EXERCISE INPUTS section start

Issue #81, opened 2018-09-23
Use alternative to BroadcastChannel for sending server error to client 500 page


westonruter:
When a 500 error occurs, a 500 error template is served by the service worker. If there was an error message displayed on the response, the HTML is sent to the served 500 error page via `BroadcastChannel`:

https://github.com/xwp/pwa-wp/blob/2359ae5a890e199a00b12172297dac2a6af6c7f4/wp-includes/js/service-worker-error-response-handling.js#L11-L31

However, this is not supported by browsers other than Chrome and Firefox: https://caniuse.com/#feat=broadcastchannel

We'll need to find an alternative. (Also the approach taken should be validated.)

Aside: We also need to prevent serving the 500 template when WordPress is actually rendering a response with a `500` status code, per #74.

westonruter:
Actually, we don't need to send the error in a message at all. We can instead write the error message directly into the 500 error template response. 

This would eliminate the need for `wp_print_service_worker_error_details_script()` and most of:

```php
<?php if ( ! ( function_exists( 'is_amp_endpoint' ) && is_amp_endpoint() ) ) : ?>
	<details id="error-details" hidden>
		<summary><?php esc_html_e( 'More details', 'twentyseventeen-westonson' ); ?></summary>
		<iframe srcdoc=""></iframe>
		<script>
		function renderErrorDetails( data ) {
			if ( data.bodyText.trim().length ) {
				const details = document.getElementById( 'error-details' );
				details.querySelector( 'iframe' ).srcdoc = data.bodyText;
				details.hidden = false;
			}
		}
		</script>
		<?php wp_print_service_worker_error_details_script( 'renderErrorDetails' ); ?>
	</details>
<?php endif; ?>
```

Instead, there could be some token that is added to the template which is then replaced with the error when the service worker serves the response. There could be a token for encoding the error in an HTML attribute (for the `iframe@srcdoc`). Perhaps the token should be replaced with the entire populated `details` element, rather than just updating the `iframe`. We may not need to allow the markup to be modified to a large degree.

westonruter:
Closing in favor of #86.

PR #85, opened 2018-10-11
Add service worker streaming

westonruter:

EXERCISE INPUTS section end

ABOUT THIS EXERCISE:
Taking the records above as input, show every line in which the word "should" is present.

TASK SOLUTION:
We'll need to find an alternative. (Also the approach taken should be validated.)
Instead, there could be some token that is added to the template which is then replaced with the error when the service worker serves the response. There could be a token for encoding the error in an HTML attribute (for the `iframe@srcdoc`). Perhaps the token should be replaced with the entire populated `details` element, rather than just updating the `iframe`. We may not need to allow the markup to be modified to a large degree.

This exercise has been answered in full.